But couldn't a big paper like the NYT spare a couple of column inches to list the other eleven and how long they had been held captive? Or get a reaction from one of their families?
Altogether, this is a classic demonstration of the incurious, narrow minded provincialism of the MSM.
I agree John. Some of the other 11 hostages had been held captive for more than a decade. I can't even imagine surviving that.
Uribe's bloodless rescue was brilliant. But it was one incident in a long, bloody war. Fujimori's bloody rescue crushed the guerrillas and we haven't heard from them since then. So it was more successful even than Uribe's rescue operation, and in its way, brilliant too.
Actually, it is not fair to compare the two incidents. In Peru's case, the whole guerrilla leadership was in the building, surrounded. The FARC has not presented themselves in such a manner.
Here's Rafael Correa (President of Ecuador) on the FARC and this rescue operation.

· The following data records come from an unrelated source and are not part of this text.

PR #2155, opened 2024-11-05
Fix Enki integration URL generation (PP-1876)

jonathangreen:
## Description

It looks like the URL setting changes when we upgraded Pydantic were causing the Enki integration to generate incorrect URLs (missing slash). I added a helper function to generate the URL and added a test for this case. 

## Motivation and Context

Enki integration not working, see: PP-1876.

## How Has This Been Tested?

- Unit tests
- Tested locally

## Checklist


tdilauro (approved):
/ 🔧

PR #2159, opened 2024-11-08
Use SQL formatting that aligns with other alembic scripts.

dbernstein:
## Description
Brings the sql parameter substitution style in line with other alembic scripts. 

## Motivation and Context
After trying to update the containers on minotaur, the most recent alembic script was failing, but only on minotaur.  The exception was complaining about the SQL statement.

I ensured that this update both passes the test_migrations.sh as well as ensured that when we upgrade the database to the current version locally when initializing with an existing database with at least one patron that this alembic script works as expected.

## Checklist


jonathangreen (commented):
👍

PR #2163, opened 2024-11-13
Replace webpub manifest parser with pydantic

jonathangreen:
## Checklist


src/palace/manager/core/opds2_import.py
```diff
@@ -396,53 +321,48 @@ def _extract_contributors(
...
-                continue
+            if isinstance(contributor, rwpm.ContributorWithRole):
+                roles = self._extract_contributor_roles(contributor.roles, default_role)
+            else:
+                roles = [default_role]
 
             contributor_metadata = ContributorData(
                 sort_name=contributor.sort_as,
-                display_name=contributor.name,
+                display_name=str(contributor.name),
```
tdilauro, line 334: Hmmm. Maybe just food for _future_ thought here, but this makes me realize that, at least for some properties (like contributors), it might not make sense for `name` to be a `LanguageMap`. But maybe it does (e.g., in the case of corporate authors, which might need a translation).

I note also that [the schema](https://readium.org/webpub-manifest/schema/contributor-object.schema.json) calls for a string or a language map.

tdilauro (approved):
This looks ready to roll! 🍣

PR #2168, opened 2024-11-14
Add Pydantic models for RWPM, OPDS2, and ODL (PP-1367)

jonathangreen:
## Description

Add pydantic models for Readium Webpub, OPDS2 and OPDS2 + ODL to CM codebase. 

I tried to call out in comments the spec document and json schema for every Pydantic model, so its easy to see why we are parsing things the way we are.

This PR just adds the models and some tests for them, it doesn't actually update the CM to use them. I'm going to update https://github.com/ThePalaceProject/circulation/pull/2163 so it just contains the update to use the models, so its a bit easier to review in two pieces.

Most of the type unions are setup to use [discriminated unions](https://docs.pydantic.dev/latest/concepts/unions/#discriminated-unions) for parsing speed and to make the errors easier to understand when parsing fails.

While doing this, I reorganized the pydantic models I started to add in https://github.com/ThePalaceProject/circulation/pull/2095:
- Updated `ListOfLinks` to `CompactCollection`
  - This better matches what the specs call this sort of object
- Updated some properties that used to return a `set` to return a `tuple` instead
  - Ordering shouldn't be important, but I wanted to standardize what we are returning across the OPDS pydantic models and a tuple seemed the most appropriate since it preserves order.
- I moved around some of the test fixture files I previously added to more appropriate locations.

## Motivation and Context

Replacing webpub manifest parser with Pydantic.

## How Has This Been Tested?

- Running tests in CI

## Checklist


src/palace/manager/opds/util.py
```diff
@@ -0,0 +1,91 @@
...
+    if isinstance(value, (list, tuple)):
+        return "list"
+    return None
+
+
+# Some type vars used in the TypeAlias definitions below.
+# Once https://github.com/pydantic/pydantic/issues/9418 is resolved
+# StrT could use a default as well as a bound, so we would only need
+# to specify it in cases where we are using a different string type.
+StrT = TypeVar("StrT", bound=str)
```
tdilauro, line 41: It looks like [the fix for this](https://github.com/pydantic/pydantic/pull/10789) has been merged, so soon, hopefully.

src/palace/manager/opds/palace.py
```diff
@@ -0,0 +1,91 @@
...
+    # Some DeMarque specific metadata we get in feeds from them
+    encoding_format: str | None = Field(None, alias="schema:encodingFormat")
+    work_example: list[WorkExample] = Field(
+        default_factory=list, alias="schema:workExample"
+    )
+
+    @field_validator("type")
+    @classmethod
+    def warning_when_type_is_not_valid(cls, type_: str) -> str:
+        if type_ not in [t for t in PublicationTypes]:
```
tdilauro, line 89: Minor: Looks like we could just use `list` here:
```python
    if type_ not in list(PublicationTypes):
        ...
```

tdilauro (approved):
Looks good! 🚀 

A few minor comments below, but could be merged as-is.

PR #2169, opened 2024-11-14
Ignore a couple more lines for codecov

jonathangreen:
## Description

It doesn't matter a great deal, but adding a `@overload` decorator is counted as a partial by codecov, since it never get actually called. Since they can never be called, it seems better to just exclude them.

## Motivation and Context

I noticed in https://github.com/ThePalaceProject/circulation/pull/2168 when I added a couple `@overload` for a function, these were counted as *partials* by coverage. 

## How Has This Been Tested?

Letting codecov run in CI.

## Checklist


tdilauro (approved):
🪛

PR #2173, opened 2024-11-19
Fix "Could not place hold" error with multiple licenses

jonathangreen:
## Description

When we have multiple licenses, it was possible for us to get out of sync with the provider, so we would try to place a hold, when a different license could have been tried instead. This updates the checkout to try all available licenses, in priority order, before resorting to a hold.

I wrote a new test for this case the exercises the new functionality. 

## Motivation and Context

JIRA: PP-1902 found when testing.

## How Has This Been Tested?

- Running tests in CI

## Checklist


tests/manager/api/odl/test_api.py
```diff
@@ -717,21 +717,99 @@ def test_checkout_no_available_copies_unknown_to_us(
...
+        assert license_2.checkouts_available == 0
+
+    def test_checkout_many_licenses(
+        self,
+        db: DatabaseTransactionFixture,
+        opds2_with_odl_api_fixture: OPDS2WithODLApiFixture,
+    ) -> None:
+        """
+        The title has 5 different licenses available, we are out of sync, so we think
+        some of them have copies available when they are not.
```
tdilauro, line 753: Found this comment a bit confusing.

Suggest something like:
> The title has 5 different licenses. Several of them seem to have copies available. But we are out of sync, so it turns out that not all of them do.

tdilauro (approved):
Looks good! 🥇 

This is a nice improvement to functionality!

One small suggestion on a comment below.

PR #2177, opened 2024-11-20
Helper function to get flask.request.library

jonathangreen:
## Description

Add a helper function `get_request_library()` to get `flask.request.library` in a type safe way. Update the existing code to use the new helper.

The bulk of the changes in this PR are updates to use the new function.

## Motivation and Context

While working on PP-1860, I'm handling some type errors, and I was trying to add type hints to make it clear if these errors happen again, but I keep getting type errors from `flask.request.library` attribute not existing. 

I don't love how we set and use `flask.request.library` all over the place, but its fairly embedded in the code at this point. Instead of constantly fighting with type errors from it, I thought it makes sense to isolate the untyped parts of it to this one function and make sure the edge cases of the function are well tested.

## How Has This Been Tested?

- Running unit tests

## Checklist

### DIFF
--- a/src/palace/manager/api/admin/controller/work_editor.py
+++ b/src/palace/manager/api/admin/controller/work_editor.py
@@ -63,13 +63,14 @@ class WorkController(CirculationManagerController, AdminPermissionsControllerMix
 
         :return: An OPDSEntryResponse
         """
-        self.require_librarian(get_request_library())
+        library = get_request_library()
+        self.require_librarian(library)
 
-        work = self.load_work(get_request_library(), identifier_type, identifier)
+        work = self.load_work(library, identifier_type, identifier)
         if isinstance(work, ProblemDetail):
             return work
 
-        annotator = AdminAnnotator(self.circulation, get_request_library())
+        annotator = AdminAnnotator(self.circulation, library)
 
         # single_entry returns an OPDSEntryResponse that will not be
         # cached, which is perfect. We want the admin interface
@@ -137,7 +138,8 @@ class WorkController(CirculationManagerController, AdminPermissionsControllerMix
 
     def edit(self, identifier_type, identifier):
         """Edit a work's metadata."""
-        self.require_librarian(get_request_library())
+        library = get_request_library()
+        self.require_librarian(library)
 
         # TODO: It would be nice to use the metadata layer for this, but
         # this code handles empty values differently than other metadata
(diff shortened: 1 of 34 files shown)


src/palace/manager/api/admin/controller/work_editor.py
```diff
@@ -62,13 +63,13 @@ def details(self, identifier_type, identifier):
...
-        self.require_librarian(flask.request.library)
+        self.require_librarian(get_request_library())
 
-        work = self.load_work(flask.request.library, identifier_type, identifier)
+        work = self.load_work(get_request_library(), identifier_type, identifier)
         if isinstance(work, ProblemDetail):
             return work
 
-        annotator = AdminAnnotator(self.circulation, flask.request.library)
+        annotator = AdminAnnotator(self.circulation, get_request_library())
```
tdilauro, line 72: It might make sense to set a variable and use it here, rather than calling the `get_request_library` machinery multiple times here. It also makes it clearer that the value is the same in each case.

I saw this in a few other places in the PR, as well.

src/palace/manager/util/sentinel.py
```diff
@@ -0,0 +1,21 @@
...
+    We use this so we can differentiate between a variable that is not given
+    and a variable that is given as None. If https://peps.python.org/pep-0661/
+    is accepted, we should update this is use a proper sentinel value. For now,
+    we use this enum, since we can type check it.
+
+    This solution is based on discussion here:
+    https://github.com/python/typing/issues/236#issuecomment-227180301
+
+    It can be type hinted as: Literal[SentinelType.NotGiven]
+    """
```
tdilauro, line 19: Interesting. In the past, I've usually just used `Ellipsis` as a sentinel. But that is definitely overloading it's meaning.

tdilauro (approved):
One suggestion, but no showstoppers. Looks good! ⚒️

src/palace/manager/api/admin/controller/work_editor.py
jonathangreen: This was mostly an exercise in find / replace, so i missed these.

I pushed another commit that patched up the most egregious cases of repetition that i saw.

src/palace/manager/util/sentinel.py
jonathangreen: That is a good idea, I didn't think of using `Ellipsis` as a sentinel here.

src/palace/manager/api/admin/controller/work_editor.py
tdilauro: I thought as much, but figured it was worth dealing with these now, rather than having to hunt them down later.

PR #2179, opened 2024-11-20
Helper function to get flask.request.admin

jonathangreen:
## Description

Similar to https://github.com/ThePalaceProject/circulation/pull/2177 but for `flask.request.admin`.

Add a helper function get_request_admin() to get `flask.request.admin` in a type safe way. Update the existing code to use the new helper.

## Motivation and Context

Consistency in how we are accessing attributes set on `flask.request`.

## How Has This Been Tested?

- Running tests

## Checklist


src/palace/manager/api/admin/controller/library_settings.py
```diff
@@ -61,7 +62,8 @@ def process_get(self) -> Response:
 
         for library in libraries:
             # Only include libraries this admin has librarian access to.
-            if not flask.request.admin or not flask.request.admin.is_librarian(library):  # type: ignore[attr-defined]
+            admin = get_request_admin(default=None)
```
tdilauro, line 65: Change request: We should move this assignment outside of the loop.

tdilauro (approved):
Requested one change, but otherwise looks good. 🛠️

PR #2180, opened 2024-11-20
Add IP address to flask request logs

jonathangreen:
## Description

If we are in a flask request context, include `X-Forwarded-For` header and `request.remote_addr` in the log message, so we are able to query on them.

## Motivation and Context

When tracing issues via our logs, its helpful to be able to see the requests IP address. I was wishing we had this while troubleshooting the issues in PP-1860.

## How Has This Been Tested?

- Tests in CI

## Checklist


tdilauro (approved):
🪵🪓

PR #2181, opened 2024-11-20
[PP-1956] Ensure the context transaction manager is being used for cr…

dbernstein:
…eating identifiers in SweepMonitor runs.

## Description
This PR attempts to fix a problem we are seeing in production where the database session associated with the identifier object (obtained via the Session.object_session() method )  is sometimes not the same as the one associated with the context manager when the sweep monitor is running.   I'm not sure that this will fix it, but hopefully is will get us closer to a fix for the sweep monitors.
## Motivation and Context
https://ebce-lyrasis.atlassian.net/browse/PP-1956

## How Has This Been Tested?
Unit tests still pass.

## Checklist

### DIFF
--- a/src/palace/manager/api/axis.py
+++ b/src/palace/manager/api/axis.py
@@ -629,7 +629,7 @@ class Axis360API(
         # NOTE: availability is bibliographic.circulation, so it's a
         # little redundant to call availability.apply() -- it's taken
         # care of inside bibliographic.apply().
-        bibliographic.apply(edition, self.collection, replace=policy)
+        bibliographic.apply(edition, self.collection, replace=policy, db=self._db)
         availability.apply(self._db, self.collection, replace=policy)
         return edition, new_edition, license_pool, new_license_pool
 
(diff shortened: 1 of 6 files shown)


jonathangreen:
@dbernstein why do think that we are getting the wrong session here? I'm trying to understand how that could happen.

jonathangreen:
This one has been going for a LONG time at this point, and it seems like we are adding fixes on top of other fixes to try to get this sorted out, but it hasn't been working, I'm not sure I'm comfortable adding another fix here without understanding why this is happening. 

This issue is related to at least these two other PRs: https://github.com/ThePalaceProject/circulation/pull/1948 (PP-1491) & https://github.com/ThePalaceProject/circulation/pull/2091 (PP-1755). Perhaps we need to go back to the original problem, and see if there is a better approach that we can take there so we get this actually sorted.

jonathangreen (approved):
@dbernstein i approved this one, because I don't think its going to cause any issues, but I also don't see how it will help the problem here.

dbernstein:
@jonathangreen :  My thinking here is that at least we're ensuring  that the session that is being used by the identifier class to add a link  is the same same that is being used by the context manager.  Unless I have fundamentally misunderstood something here.

PR #2475, opened 2025-05-14
[PP-1792] add support for collection depriorization

dbernstein:
## Description

What I've done here is the following:
1. I added a configuration parameter for collections that allows the user to specify the "lane_priority_level" which is on a scale of 1 to 10. 
2. I updated the search index to include the licensepools.lane_priority_level field.
3. I added `field_value_factor` to the featurability_scoring_functions which simply adds the lane_priority_level to the score.
4. I added testing.

Note:  the `field_value_factor` allows for both a `modifier` property as well as a `factor`.  The modifier is one of a number of math functions you can apply to the value to manipulate the magnitude of the score.  So  I opted for no modifier and no factor.  To the extent that  a user  deviates from the middle of the range (ie 5), so she will give or take weight from the items in the collection.  The far end of the ranges the user can effectively trump the quality scores.  When the differences between colleciton priority levels are lower, the priority won't necessarily trump the quality scores or the effects of the randomizing function.

## Motivation and Context
Sometimes content from one collection can swamp a lane despite their being other collections matching the lane criteria. This feature enables users to specify a priority for the collection that applies to works that are featured in lanes.   For example a librarian may find that they the lane is only displaying books from an open access collection but s/he wants to give priority to the licensed content that is featured in the lane.  In this case, the user would increase or reduce collection lane priorities according to the desired outcome.

https://ebce-lyrasis.atlassian.net/browse/PP-1792

## How Has This Been Tested?
Manually and unit tested.

For manual testing you must do the following:
Starting conditions:
Have at least two collections. 
For a given lane, verify that works from both collections appear in the lane.

1. change the collection lane priority levels according to your tests.
2. reindex the collections
3. validate that the ordering of the lane is what you would expect (ie the collections with the highest priority appear first in the list and those with the lowest appear at the end.  If the spread between lowest and highest is minimal - say you have a 6 and 4, you may not see all the 6's coming before the 4's.   Quality may be a factor.   The wider the spread, the less quality will factor in.

## Checklist

### DIFF
--- a/src/palace/manager/api/circulation.py
+++ b/src/palace/manager/api/circulation.py
@@ -530,8 +530,8 @@ class BaseCirculationApiSettings(BaseSettings):
                 "other collections will push the contents of this collection to the bottom of any lane in which this "
                 "collection's contents appear. The default value "
                 f"({IntegrationConfigurationConstants.DEFAULT_LANE_PRIORITY_LEVEL}) "
-                "will be used, if no value is provided here. If two or more collections contain overlapping sets of "
-                "books, the highest of the lane priorities when ordering a book's position in a lane."
+                "will be used if no value is provided here. If two or more collections contain overlapping sets of "
+                "books, the highest of the lane priorities will be used when ordering a book's position in a lane."
             ),
             required=False,
         ),


src/palace/manager/search/external_search.py
```diff
@@ -2104,7 +2105,20 @@ def featurability_scoring_functions(self, random_seed):
...
+            field="licensepools.lane_priority_level",
+            factor=10,
+            modifier="none",
+            missing=IntegrationConfigurationConstants.DEFAULT_LANE_PRIORITY_LEVEL,  # assume default if missing
+        )
+
+        function_scores = [
+            quality_field,
+            available_now,
+            lane_priority_level,
```
dbernstein, line 2120: If I remove the lane_priority_level function from the function_scores list, I get the same results.

src/palace/manager/search/v5.py
```diff
@@ -266,6 +266,7 @@ def __init__(self) -> None:
         licensepools.add_property("suppressed", BOOLEAN)
         licensepools.add_property("licensed", BOOLEAN)
         licensepools.add_property("medium", keyword())
+        licensepools.add_property("lane_priority_level", INTEGER)
```
dbernstein, line 269: For my final draft,  what is the recommended way to add a new revision of the search index schema?

src/palace/manager/sqlalchemy/model/work.py
```diff
@@ -1707,6 +1710,13 @@ def _set_value(parent, key, target):
                     lc["medium"] = doc.presentation_edition.medium
                 lc["licensepool_id"] = license_pool.id
                 lc["quality"] = doc.quality
+                collection_settings = (
+                    license_pool.collection.integration_configuration.settings_dict
+                )
+                lc["lane_priority_level"] = collection_settings.get(
```
dbernstein, line 1716: I verified that the correct value is definitely coming in from the collection settings.

src/palace/manager/search/external_search.py
```diff
@@ -2104,7 +2105,20 @@ def featurability_scoring_functions(self, random_seed):
         nested = Nested(path="licensepools", query=available)
         available_now = dict(filter=nested, weight=5)
 
-        function_scores = [quality_field, available_now]
+        # Works with higher lane priority scores are more featurable
+        lane_priority_level = SF(
+            "field_value_factor",
+            field="licensepools.lane_priority_level",
+            factor=10,
```
dbernstein, line 2112: I add the factor of 10 here to ensure that the lane priority is the first consideration.

src/palace/manager/search/external_search.py
dbernstein: Even removing the quality_field and available_now functions, I still get the same results.

src/palace/manager/search/v5.py
dbernstein: Should I copy v5.py -> v6.py,  update the revision number and make my changes?

io7m: Yeah, that was the intention. Adding a new `.py` file for each new version means that you can go back to older schema versions in the case of some sort of disastrous design failure. :slightly_smiling_face:

tdilauro:
@dbernstein Will these changes affect search, as well? Or just browse?

dbernstein:
@tdilauro :  I believe it will affect browse only.

src/palace/manager/search/external_search.py
tdilauro: Based on our discussion the other day, I'm assuming that this conversation is resolved.

tests/manager/search/test_external_search.py
```diff
@@ -1559,6 +1560,78 @@ def assert_order(sort_field, order, **filter_kwargs):
...
+        assert data.e.license_pools[0].collection
+        # collection 1 has the highest priority
+        data.collection1._set_settings(lane_priority_level=10)
+        data.collection3._set_settings(lane_priority_level=1)
+
+        fixture.populate_search_index()
+        facets = FeaturedFacets(minimum_featured_quality=0, entrypoint_is_default=True)
+
+        # use deterministic ordering
+        facets.random_seed = Filter.DETERMINISTIC
```
tdilauro, line 1604: Do we need to use deterministic ordering here? I thought the lane priority level is supposed to overwhelm any randomness (although, I do note that the factor is down from the original 10 to just 1.

Suggestion: It seems like we want to demonstrate that the randomness will be overwhelmed.

src/palace/manager/sqlalchemy/model/work.py
```diff
@@ -1707,7 +1710,18 @@ def _set_value(parent, key, target):
...
+                    "lane_priority_level",
+                    IntegrationConfigurationConstants.DEFAULT_LANE_PRIORITY_LEVEL,
+                )
                 result["licensepools"].append(lc)
+            # use the maximum lane priority level associated with the work.
+            result["lane_priority_level"] = max(
+                [lc["lane_priority_level"] for lc in result["licensepools"]]
+            )
```
tdilauro, line 1724: Change requested: I might've missed something, but I didn't see anything testing this max lane priority level part. We could test that by adding a book to `test_lane_priority_level_ordering` that is in both collection 1 and collection 3 and making sure that the book appears in the priority collection in both scenarios.

tdilauro (approved):
This looks pretty good. 🎉 

I'm approving this now, in case you want to get this finished up before next week; but, I've left a few suggestions/change requests below.

tdilauro:
@dbernstein One other thing I forgot to mention: It would be good to put more information than just the Jira ticket link in the Motivation and Context section, since this is an open source project and not everyone will have access to our Jira instance. Also, it makes it easier to understand the reason for a change when looking back through close PRs.

tests/manager/search/test_external_search.py
dbernstein: I suppose that you're right.  I believe I can remove the determinism without a problem.

src/palace/manager/sqlalchemy/model/work.py
dbernstein: Excellent catch - I'll add a test for that.

dbernstein:
@tdilauro :  I made those changes and also updated the lane priority field description to include the use of the max lane priority level when books appear in more than one collection.

src/palace/manager/api/circulation.py
```diff
@@ -530,7 +530,8 @@ class BaseCirculationApiSettings(BaseSettings):
                 "other collections will push the contents of this collection to the bottom of any lane in which this "
                 "collection's contents appear. The default value "
                 f"({IntegrationConfigurationConstants.DEFAULT_LANE_PRIORITY_LEVEL}) "
-                "will be used, if no value is provided here."
+                "will be used, if no value is provided here. If two or more collections contain overlapping sets of "
+                "books, the highest of the lane priorities when ordering a book's position in a lane."
```
tdilauro, line 534: Looks like you might've omitted a word or two in the last sentence here. Maybe you wanted something like "...the highest of the lane priorities [will be used] when ordering..."

PR #2492, opened 2025-05-21
Create session fixture for services container (PP-2569)

jonathangreen:
## Description

- Create a session fixture that contains the autospec mocks for our services container, so we don't have to run `create_autospec` on every test run.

Source: http://www.eltiempo.com
Translation mine.
Seriously, watching these guys squirm is way too much fun. He's still not renewing talks with Colombia by the way.
In the fever swamps of the far left, the reaction was predictably full of non sequiturs about Uribe's dubious past associations and rumor-mongering about the fortuitous timing of the operation.
And in the fever swamps of the far right, the reaction was predictably full of non sequiturs about French newspapers and rumor mongering about the emotional state of politicians from other South American countries.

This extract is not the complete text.